Surfing / Aqua Life – Real Life

Speechless.  This is probably the best word to describe surfing.  But before being speechless there will be countless rude adjectives that will fill the serene ocean environment.  You will also countless times think you are the only disabled surfer person while every one else are like acrobats on surf boards.

I have always wanted to surf,  and because my wife insisted that she wants to surf I reluctantly began a journey that I can see will lead to a different outlook on life.  Surfing is not a sport for the vast majority of people who participate.  For most of us it is more,  dare I say a religion!  I have been closer to God / in touch with the universe more often on a board in the water than any other place.

I have many theories on why surfing is as addictive as it is. The first and most obvious and least new age idea is that your mind is clear when you surf.  You are absolutely focussed on your surroundings.  When paddling out your focus is getting to the back line as quickly and painlessly as possible.  When you are in the line up, you always have a friendly chat with others,  mostly pleasantries.  Your main focus is the open ocean and what it is inevitably going to deliver.  Once you spot your possible wave,  you make your intentions clear to yourself,  the ocean and those around you that you are amped and ready.  Now you scramble to get into position as quickly as possible.  When you hit your stride and you are in position,  you are committed for that wave.  When the wave bites into the board you are already looking down the line to see where glory lies.

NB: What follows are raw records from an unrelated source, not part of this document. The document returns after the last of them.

PR #9393, opened 2025-10-31
use choreographer to access the system's expected present time

pixelflinger:


filament/backend/src/AndroidFrameCallback.cpp
```diff
@@ -0,0 +1,111 @@
...
+    if (__builtin_available(android 33, *)) {
+        // request exit
+        mExitRequested.store(true, std::memory_order_relaxed);
+        // wake the looper right away
+        ALooper_wake(mLooper);
+        // release our reference to the looper
+        ALooper_release(mLooper);
+        mLooper = nullptr;
+        // and make sure to wait for the thread to terminate
+        mLooperThread.join();
```
z3moon: You need to call `joinable` to see if `join` can be called safely. Otherwise it could crash.

filament/backend/src/AndroidFrameCallback.cpp
```diff
@@ -0,0 +1,111 @@
...
+        });
+    }
+}
+
+void AndroidFrameCallback::terminate() {
+    if (__builtin_available(android 33, *)) {
+        // request exit
+        mExitRequested.store(true, std::memory_order_relaxed);
+        // wake the looper right away
+        ALooper_wake(mLooper);
```
z3moon: this mLooper has a race issue with the thread. For example, if `init` and `terminate` are called consecutively in a short period of time,  ALooper_wake(nullptr) could be called resulting in a crash probably.

filament/backend/src/AndroidFrameCallback.cpp
```diff
@@ -0,0 +1,111 @@
...
+        // release our reference to the looper
+        ALooper_release(mLooper);
```
z3moon: you could move this to the end of the thread, which is safer.

filament/backend/include/backend/platforms/VulkanPlatform.h
```diff
@@ -464,6 +468,10 @@ class VulkanPlatform : public Platform, utils::PrivateImplementation<VulkanPlatf
             uint64_t flags) noexcept;
 
     friend struct VulkanPlatformPrivate;
+
+#ifdef __ANDROID__
+    AndroidFrameCallback mAndroidFrameCallback;
```
rafadevai: There's an VulkanPlatformAndroid class, seems like a better place to put this

filament/backend/src/AndroidFrameCallback.cpp
pixelflinger: Why would it not be joinable?  And even if I did call joinable() there would be a race no?

```
if (mThread.joinable()) {
  mThread.join(); // how do I know it's still joinable here?
} else {
   // and how do I know it didn't become joinable here?
}
```

filament/backend/include/backend/platforms/VulkanPlatform.h
pixelflinger: ah yes, I didn't know it existed.

filament/backend/src/AndroidFrameCallback.cpp
z3moon: You may ignore my comments if you think is very unlikely.  But technically it won't be joinable when either `terminate` is called without `init`, or `terminate` is called twice. So it's not idempotent.

filament/backend/include/backend/platforms/VulkanPlatform.h
pixelflinger: done

filament/backend/src/AndroidFrameCallback.cpp
pixelflinger: done

filament/backend/src/AndroidFrameCallback.cpp
pixelflinger: done

poweifeng (approved):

Wether you have a “cooker” of a wave,  a short close out or even if you don’t make the take of,  you think of nothing else except your surroundings.  The world and all its problems do not form part of surfing in that moment.  Your mind is only interested in what happens right there and right now.  How many times have I thought I have only been in the water for 40 minutes,  only to realise when I get to my car that it is closer to 90 or even 120 minutes.  My mind does not keep track of time when I am surfing because it’s solely focussed on something else.

The second and probably the more airy fairy reason for my surfing addiction is the oneness / energy you feel when you are in the water.  A few days of not being in the water could literally drive me insane.  I have an absolute obsession to feel the coolness of water all around me.  To dip my head in the water and feel baptised when surfacing…my fix!

Surfing for me is reality,  and it is nice to escape to something real every once in a while!